What this task involves
Give back exactly the lines of the material below, starting with the line with "Alright, I compelled" and going on through the line with "for doing this!".

Start of Data to examine

PR #65, opened 2015-06-12
Stay DRY between tested types and test names.

### LINKED ISSUE #57: Use macros to remove duplicate between tests and names
Our tests have a lot of lines like these:

```scala
checkAll("List[Int]", OrderLaws[List[Int]].order)
checkAll("List[Int]", GroupLaws[List[Int]].monoid)
checkAll("List[String]", OrderLaws[List[String]].order)
checkAll("List[String]", GroupLaws[List[String]].monoid)
```

In addition to being annoyingly repetitive these calls introduce the very real possibility that the label and the actual code being run can be in disagrement.

It would be nice to use a macro (or similar) to remove the duplication.

TomasMikula:
The solution uses implicit TypeTags to obtain type names.

Resolves #57.

There is a slight change in the name of the tested property. Where the property name used to be

    Rat.field.additive:commutative group.consistent subtract

it is now

    [algebra.std.Rat].field.additive:commutative group.consistent subtract

since the type name obtained from TypeTag is a fully qualified name.

### DIFF
--- a/laws/src/test/scala/algebra/laws/LawTests.scala
+++ b/laws/src/test/scala/algebra/laws/LawTests.scala
@@ -1,6 +1,8 @@
 package algebra
 package laws
 
+import scala.reflect.runtime.universe.TypeTag
+
 import algebra.lattice._
 import algebra.number._
 import algebra.ring._
@@ -9,7 +11,9 @@ import algebra.std.Rat
 
 import CheckSupport._
 
+import org.typelevel.discipline.{Laws, Predicate}
 import org.typelevel.discipline.scalatest.Discipline
+import org.scalacheck.Arbitrary
 import org.scalatest.FunSuite
 
 class LawTests extends FunSuite with Discipline {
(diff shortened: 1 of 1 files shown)


non:
This looks really nice, thanks!

:+1: from me for sure.

johnynek:
Awesome!

larsrh:
@TomasMikula If you're inclined, feel free to file a pull request to discipline!

TomasMikula:
@larsrh I had to roll my own version of discipline for a project to overcome some limitations/complexities of discipline. Hopefully I will get around to bringing up that discussion soon.

larsrh:
Would love to hear about those.

TomasMikula:
Alright, I compelled myself to write it up and publish it:
https://github.com/TomasMikula/Principled#comparison-to-discipline
Interested in your feedback.

Also, I have no interest in fragmenting the ecosystem, so it would be cool if discipline could adopt that approach (or address the issues in any other way).

non:
@TomasMikula Thanks for doing this!

I can confirm that some of the pain points you found are things we have worked around too. Also, I think something like Cats' `IsEq[A]` type (for deferring/abstracting over equivalence/equality) would be really nice to have in Discipline.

End of Data to examine

Task answer
Alright, I compelled myself to write it up and publish it:
https://github.com/TomasMikula/Principled#comparison-to-discipline
Interested in your feedback.

Also, I have no interest in fragmenting the ecosystem, so it would be cool if discipline could adopt that approach (or address the issues in any other way).

non:
@TomasMikula Thanks for doing this!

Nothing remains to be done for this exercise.